Three times world heavyweight champion, self-proclaimed “The Greatest”, Muhammad Ali was never less than entertaining as a boxer. There were his pre-fight insults to opponents delivered in rhyming couplets, his unorthodox fighting style – which he described as “float like a butterfly, sting like a bee” – and his homespun, inspirational views on life.

For the last 25 years, despite suffering increasing physical disability associated with Parkinson’s Syndrome, Ali has worked tirelessly for the humanitarian causes he believes in, including relief of poverty, education, adoption, race relations, and encouraging people of all races to understand and respect each other.

Ali has helped to provide 232 million meals to those suffering food poverty, and has hand-delivered food and medical supplies to needy communities in Asia, Africa and North and South America.  He is the international ambassador of Jubilee 2000, a global organization dedicated to relieving debt in developing nations. He has raised millions of dollars for research into Parkinson’s Disease.

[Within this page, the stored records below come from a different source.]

PR #6444, opened 2022-04-24
feat: add integration with zsh's run-help

midchildan:
run-help is a zsh widget that can be bound to a key. It mainly looks up the man page for the currently typed in command.

Although run-help works for any command without requiring special support, it can only deduce the right man page based solely on the name of the command. This change would allow Nix to provide better integration with run-help by helping zsh identify Nix subcommands and their corresponding man pages.

To actually use run-help on zsh, place the following lines in ~/.zshrc:

    (( $+aliases[run-help] )) && unalias run-help
    autoload -Uz run-help run-help-nix

Then assign run-help to any key of choice:

    bindkey '^[h' run-help

### DIFF
--- a/misc/zsh/run-help-nix
+++ b/misc/zsh/run-help-nix
@@ -1,0 +1,97 @@
+emulate -L zsh
+
+# run-help is a zsh widget that can be bound to a key. It mainly looks up the
+# man page for the currently typed in command.
+#
+# Although run-help works for any command without requiring special support,
+# it can only deduce the right man page based solely on the name of the
+# command. Programs like Nix provide better integration with run-help by
+# helping zsh identify Nix subcommands and their corresponding man pages. This
+# is what this function does.
+#
+# To actually use run-help on zsh, place the following lines in your .zshrc:
+#
+#     (( $+aliases[run-help] )) && unalias run-help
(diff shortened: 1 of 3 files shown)


misc/zsh/run-help-nix
```diff
@@ -0,0 +1,97 @@
...
+fi
+
+while [[ "$#" != 0 && "$1" == -* ]]; do
+  shift
+done
+
+case "$1" in
+  flake)
+    case "$2" in
+      archive|check|clone|info|init|lock|metadata|new|prefetch|show|update)
```
edolstra, line 33: These lists of commands will get out of sync quickly. Maybe they can be generated at build-time, e.g. using `nix __dump-args | jq '.commands | keys'`. Alternatively, it could use the completion code, e.g.

```
$ NIX_GET_COMPLETIONS=2 nix flake '' | tail +2
archive
check
clone
info
init
lock
metadata
new
prefetch
show
update
```

midchildan: I rewrote it to make it match subcommands based on `man -w` instead. This should work for future commands as long as its man pages are named in the form of `nix3-subcomands-joined-by-hypens`.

Ali has been a peace campaigner since the 1960s, when he refused to fight in Vietnam, and he continues to fight for peace to this day.  In the 1960s he worked alongside black activists to try to end race discrimination in the US, and he remains an ambassador for race relations under Obama’s administration. Former President Jimmy Carter called Ali “Mr International Friendship” and in 2005 he was awarded the Presidential Medal of Freedom. Amnesty International have given him their Lifetime Achievement Award and the Secretary-General of the UN bestowed him with the citation United Nations Messenger of Peace. No other sportsman has done so much, in so many areas, while fighting severe progressive illness.

Adeeba added: “Bradford has been a City of riches and a City of destitution. In a City of Dreams, Ali’s are worth fighting for.”